The other 1.0 change that matters here is quieter but just as load-bearing. Pyrefly now reads [tool.pyrefly] from pyproject.toml. Older articles, including earlier versions of the handbook’s comparison page, flagged the lack of pyproject.toml support as a coexistence problem. That friction is gone.
Track adoption with pyrefly report
Once the codebase passes, the next question is “what fraction of this is actually annotated?” pyrefly report answers it. The command emits JSON with annotation-completeness and type-completeness statistics at every level from function to module, plus an aggregate summary.
The output slots cleanly into CI: pin the current floor, fail the build if a PR regresses it. Combined with experimental baseline files (which snapshot the current set of errors and report only new ones on subsequent runs), the workflow described in how to gradually adopt type checking in an existing Python project is now a Pyrefly-native flow rather than a pattern teams have to assemble themselves.
What 1.0 means beyond the migration story
The migration tooling is the lead, but 1.0 also raised the floor on the metrics teams cite when they pick between checkers.
Conformance to the Python typing spec test suite climbed from 70% at beta to 92.2%. That puts Pyrefly ahead of mypy (59.6%) and ty (still in beta, at 67.4%), behind pyright (95.7%) and Zuban (99.3%). Conformance scores measure how closely each checker implements the typing spec, which is the contract library type stubs are written against. It is not a measure of bugs caught in application code, as Rob Hand’s analysis of the new type checkers argues at length.
Performance shipped against the February baseline: 2-125x faster diagnostics after save, 40-60% less memory, 20-36% faster full project checks on PyTorch and Pandas. The numbers come from open-source type_coverage_py and ty_benchmark suites. Meta also dropped the release cadence from weekly to monthly.
Meta announced Pylance compatibility through the Type Server Protocol (TSP) as upcoming work.

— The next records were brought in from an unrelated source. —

Issue #4459, opened 2023-10-27
jdk #21 support


vladak:
Java SE 21 is a LTS release, we should consider switching to that. Might still want to keep the Java 11 build target to support existing installations. The transition will likely fix the build warnings in #4312.

tarzanek:
I partially did the migration in https://github.com/oracle/opengrok/pull/4570
(which compiles and runs tests with jdk 21 ... just tests fail, since I need to fix URL to URI compat and tests)

PR #4750, opened 2025-04-01
replace URL() constructors

vladak:
This change gets rid of the `URL()` constructors deprecated in Java 20 and addresses a case of unescaped patterns.

Background: https://gist.github.com/vladak/beb43b9056b546869196d09a16542466

Approaches #4459 and takes over the `URL()` changes from @tarzanek's PR #4570 

I had to add a flake8 suppression to the Docker entry point to make the build pass.

Tested with this read-only configuration:
```xml
<java version="1.8.0_121" class="java.beans.XMLDecoder">
 <object class="org.opengrok.indexer.configuration.Configuration">

  <void property="bugPage">
   <string>https://github.com/apache/lucene/issues/</string>
  </void>

  <void property="bugPattern">
   <string>LUCENE-(\d+)</string>
  </void>

 </object>
</java>
```
and The Lucene Git repository.

### DIFF
--- a/docker/start.py
+++ b/docker/start.py
@@ -115,7 +115,7 @@ def index():
     API endpoint for triggering reindex.
     :return: message describing the outcome
     """
-    global periodic_timer   # noqa: F824
+    global periodic_timer  # noqa: F824
 
     if periodic_timer:
         logger = logging.getLogger(__name__)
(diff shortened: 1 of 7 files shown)


ginoaugustine (approved):
LGTM

PR #4757, opened 2025-04-15
Add support for OCaml.

progoramur:
I am signing Oracle Contributor Agreement. 

This pull request adds support for OCaml. 

Almost full support for OCaml syntax is provided including quoted string literals and extension nodes. The support for docstrings is not implemented. Also, primitive types are added to the list of keywords because most programmers do not use them as variable names (`result` is an exception).


progoramur:
@vladak Vladimir, I've signed OCA. For some reason the check does not pass. Would you please double check.

PR #4759, opened 2025-04-15
switch to Java 21 for build/Docker

vladak:
The bytecode target is still Java 11 to support older deployments.

I had to solve multiple issues:
  - bump Mockito so that it uses newer Byte buddy library which supports Java 21
  - address non-serializable members by either switching them to `transient` or using `Serializable` type
  - avoid `this` leaks from constructors or suppress the warning
  - udpate Chronicle Map so that it does not attempt to get method not present in Java 21

Tested the newly built Docker image with pre-existing data root. Also tested with JRE 11 on Solaris x86 with pre-existing data-root and semi-complex setup (authorization, suggester, annotation cache).

### DIFF
--- a/opengrok-indexer/src/main/java/org/opengrok/indexer/analysis/Definitions.java
+++ b/opengrok-indexer/src/main/java/org/opengrok/indexer/analysis/Definitions.java
@@ -18,7 +18,7 @@
  */
 
 /*
- * Copyright (c) 2008, 2023, Oracle and/or its affiliates. All rights reserved.
+ * Copyright (c) 2008, 2025, Oracle and/or its affiliates. All rights reserved.
  * Portions Copyright (c) 2018, Chris Fraire <cfraire@me.com>.
  */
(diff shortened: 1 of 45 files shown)


opengrok-indexer/src/main/java/org/opengrok/indexer/analysis/Definitions.java
```diff
@@ -66,24 +66,24 @@ public static class LineTagMap implements Serializable {
 
         private static final long serialVersionUID = 1191703801007779481L;
         @SuppressWarnings("java:S116")
-        private final Map<String, Set<Tag>> sym_tags; //NOPMD
+        private final HashMap<String, Set<Tag>> sym_tags; //NOPMD
```
ginoaugustine, line 69: Could you explain the reasoning behind the shift from using the Map interface to hashmap here?

ginoaugustine (approved):

PR #4764, opened 2025-04-17
use reflection to get thread ID

vladak:
This change gets rid of the remaining deprecation warnings when building with target version of 21. It's a bit of a hack, however removes potential developer barrier.


ginoaugustine (approved):
LGTM

PR #4977, opened 2026-06-16
add Java record definition

vladak:
This change adds the support for Java `record` definition. The matching offset bump in `CtagsReader` might slow ctags output parsing a bit, however given there are multiple tag classes that begin with `r` this is unavoidable.

Requires the latest Universal ctags built from source.

xref of a Lucene source file using `record` before and after:
obrazek

Assisted by Codex (5.5-xhigh)

### DIFF
--- a/opengrok-indexer/src/main/java/org/opengrok/indexer/analysis/CtagsReader.java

If it lands, Pyrefly will run as Pylance’s analysis backend in any TSP-aware editor. That would mean Cursor, VSCodium, and Positron users could pair Pylance’s hover and rename refactoring with Pyrefly’s analysis, which would close the editor gap that’s been the standing argument for staying on Microsoft VS Code.
What about ty?
ty makes a different bet than Pyrefly. Its gradual guarantee promises that adding annotations to working code never introduces new errors. For a codebase not yet under any type checker, that promise is genuinely useful and Pyrefly’s aggressive inference will surface more diagnostics on first run. The FastAPI migration to ty is the most thorough write-up of how that plays out in practice.
For a codebase already on mypy in 2026, the legacy preset plus baseline files lets the migration be one command followed by incremental triage rather than a multi-quarter project. Astral’s acquisition by OpenAI earlier in 2026 is a separate variable to weigh: some teams will read it as a positive signal for ty’s resourcing, others as a strategic uncertainty.
mypy 2.0, released a week earlier, is the answer for teams that want speed without leaving the mypy ecosystem at all. Parallel checking via --num-workers closes part of the speed gap. The conformance gap stays open.